There are 46.3 million people in the United States who do not have health insurance. This has increased from 45.7 million people in 2007. 34 million of these people are American citizens. 9.5 million are not American citizens. This leaves approximately 2.7 million Americans who don’t have health insurance who have become naturalized citizens. So, it is not correct to call them all illegal aliens. (I hate that term. I’ve been pushing “economic refugees” because that accurately describes why they are here.) On the other hand, it is not correct to call them all American citizens. I think this is important. The vast majority of the 46 million Americans without health insurance are American citizens!
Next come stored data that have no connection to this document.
PR #52, opened 2026-05-20
v3: token + CSS pipeline cleanup — kernel DS-neutrality + dead-token short-circuit

dabowman:
Addresses the **Token + CSS pipeline review** on PR #49 (comment [4500723352](https://github.com/dabowman/WordPress-Admin-Environment/pull/49#issuecomment-4500723352)). Scope locked to 🔴 bugs + 🟠 major + 🟡 smells; nits and accepted items deferred.

## Kernel DS-neutrality

- **B1**: `WpdsThemeProvider` moved out of `src/runtime/styles/` into `src/runtime/engines/core-default/`. `core-single-pane` and `core-desktop` import it from there (shared bundled-engine helper). Kernel imports no DS-specific module. `ThemeProviderHost` no longer falls back to WPDS on engine-provider crash — renders children pass-through and logs. A hypothetical non-WPDS engine plugin is unaffected by anything in the bundled engines.
- **B2**: `SlotFillProvider` moved from `kernel.js` into each bundled engine's `Layout` component. `@wordpress/components` is a DS-flavored package; a non-WPDS engine that doesn't ship `Slot`-consuming apps can omit the wrap entirely.
- `core-desktop`'s `EngineSource` now declares `ThemeProvider: WpdsThemeProvider` explicitly (was relying on the kernel fallback that has been removed).

## Token pipeline

- **B3**: PHP `wp_admin_shell_styles_reference_tokens()` detects whether the resolved styles tree references any foreign (non-`{styles.*}`) alias. When none, token serialization is skipped — the DTCG layer is no longer dead weight on the wire for seed+slot-only installs. v3 default ships zero foreign aliases, so the tokens payload now drops from the page entirely.

## CSS interventions

- **O1**: `core:main` and `core:detail` expose `--wp-admin-shell--chrome--content--card-{radius,shadow,margin}` slots alongside the existing `card-background` slot. Authors override card chrome without per-region inline rules.
- **O2 / O3 / S1**: `core-desktop/index.css` — hardcoded rgba/hex fallbacks now chain through WPDS surface tokens (the `var(chrome, var(--wpds-…))` pattern `core:default` + `core:single-pane` follow). Dock separator + tile hover, traffic-light controls, window-frame background/foreground/border, window body chrome. Engine identity preserved via `engine.json#default-styles.chrome.*` cascade.
- **S2**: `desktop-iframe` app drops duplicate `#1c1c28` fallbacks. Window body region paints the surface; the iframe wrapper is transparent.
- **S4 / S5**: `core:default` engine baseline ships "dark chrome + light cards" identity (`chrome.{canvas,sidebar,toolbar}.background=#1e1e1e` with foreground `#e0e0e0`; `theme.color.bg` stays `#ffffff` so the WPDS surface ramp keeps cards bright). v3 default shell drops its now-redundant `bg:#1e1e1e` override.
- **S6**: `canvas` added to `CHROME_WPDS_BINDINGS` — `@wordpress/ui` content rendered directly under `.wp-admin-shell-layout` rethemes automatically when chrome canvas slots are authored.

## Other

- **N1**: `data-wpds-theme-provider-id` renamed to `data-shell-theme-id` (and `data-wpds-shell-detail` to `data-shell-theme-detail`) so the kernel DOM contract carries no WPDS prefix. Tightly coupled with B1 — keeping the WPDS name would contradict the kernel-DS-neutrality story.
- `CLAUDE.md` theming section updated. `docs/engines-and-design-systems` + `docs/v1-token-emission` attribute-name refresh.

## Test plan

- [x] `npm run test:runtime` — 27/27 pass
- [x] `npm run test:schema` — 101/101 pass
- [x] `npm run test:parity` — 4/4 pass
- [x] `npm run test:engines` — 77/77 pass
- [x] `npm run build` — succeeds, no asset budget regressions beyond pre-existing 1.75 MiB vendors chunk
- [x] Token detector validated standalone (10 cases — empty / no-alias / hex / within-doc / foreign / deep / mixed)
- [ ] PHP tests via `wp-env` (wp-env not available in this environment; PHP `-l` syntax check passes)
- [ ] Manual smoke: each of the five bundled shells renders + cap-gating per role + token alias resolution end-to-end

## Items deferred (not in this PR)

- **N2 / N3** — comment-header lie in `core-default/index.css` + hardcoded `padding: 32` in `kernel.js` error fallbacks. Nits per the review scope vote.
- **O4 / O5** — the defensive `[class*="__stack"]` rule + chrome anchor/svg overrides. Accepted as legitimate per the review.
- **S3** — single `!important` in the shell (`ItemGroup` border in `navigation/index.css`). Accepted.

https://claude.ai/code/session_01JPptLjQhXWeHW5zy1kyJbb

---
_Generated by [Claude Code](https://claude.ai/code/session_01JPptLjQhXWeHW5zy1kyJbb)_


dabowman:
## Code Review — Token + CSS pipeline cleanup

Verified diff against the original review (#49 comment 4500723352). Kernel DS-neutrality cleanup (B1, B2) lands clean and `grep` confirms no `@wordpress/components` / `@wordpress/ui` / `--wpds-*` / chrome-class references survive in `src/runtime/*` outside `engines/`. B3 short-circuit, O1 card-chrome slots, O2/O3/S1 desktop-CSS chain, S6 canvas binding, N1 attribute rename — all present and structurally correct. Lint + 4 Node test suites pass locally. **However**, the S4/S5/S6 combination introduces a real regression in the very identity it claims to establish.

---

### 🔴 Bugs

- **S6 + S4 combine to break "dark chrome + light cards"** identity the PR claims to ship. `core-default/compileStyles.mjs:64-71` now emits `--wpds-color-bg-surface-neutral: #1e1e1e` scoped to `.wp-admin-shell-layout` whenever `chrome.canvas.background` is set. Since `engine.json#default-styles.chrome.canvas.background = #1e1e1e` (line 220), the scoped override fires for every install of the engine. `core:main` card paints `background: var(--wp-admin-shell--chrome--content--card-background, var(--wpds-color-bg-surface-neutral))` (engine.json:140) — chrome var is unauthored → falls through → resolves to `#1e1e1e` under the scope → **content cards now paint dark**, not white. The same trap hits `core:detail` (line 158) and any other descendant of `.wp-admin-shell-layout` reading the WPDS surface ramp.

  Reproduction (Node):

  ```
  compileStyles({theme:{color:{bg:'#fff'}}, chrome:{canvas:{background:'#1e1e1e',foreground:'#e0e0e0'}}}, {})
  → scoped[0] = { selector: '.wp-admin-shell-layout', vars: { '--wpds-color-bg-surface-neutral': '#1e1e1e' } }
  ```

  Fix options:
  - Drop `background` from the `canvas` binding in `CHROME_WPDS_BINDINGS`. Authors who want `@wordpress/ui` content rendered directly under `.wp-admin-shell-layout` to retheme can do so via a dedicated `--wpds-color-bg-canvas` token, not by hijacking the `surface-neutral` ramp the cards consume.
  - Or scope the canvas WPDS override to `.wp-admin-shell-layout > :is(...)` to avoid descendant inheritance into card content. Coarse — fragile to layout changes.
  - Or pin card backgrounds to a separate chrome variable in `engine.json#default-styles.chrome.content.card-background` so the cascade stops relying on the WPDS-ramp fallback path.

Now, to jump into the mess, what shall we do with 9.5 million economic refugees were not citizens? Some have suggested we do nothing. Others have said if there’s an emergency, send them to the emergency room; otherwise, do nothing. Here’s my thought. As a surgeon, if I’m at a football game watching my Dallas Cowboys and the guy next to me is coughing up some infectious disease — tuberculosis, influenza, etc… — his health is affecting me. If I’m in New York on a subway or in an elevator, his health affects me and those around me. Also, if these economic refugees get brought into the healthcare system, it will cost me and you less in the long run. Complications of disease always cost more. Preventing those complications should be our goal.

I know that this is a contentious issue. I also know that we need to fix this problem that has been created by corporate greed. If corporations weren’t hiring economic refugees, they wouldn’t be here.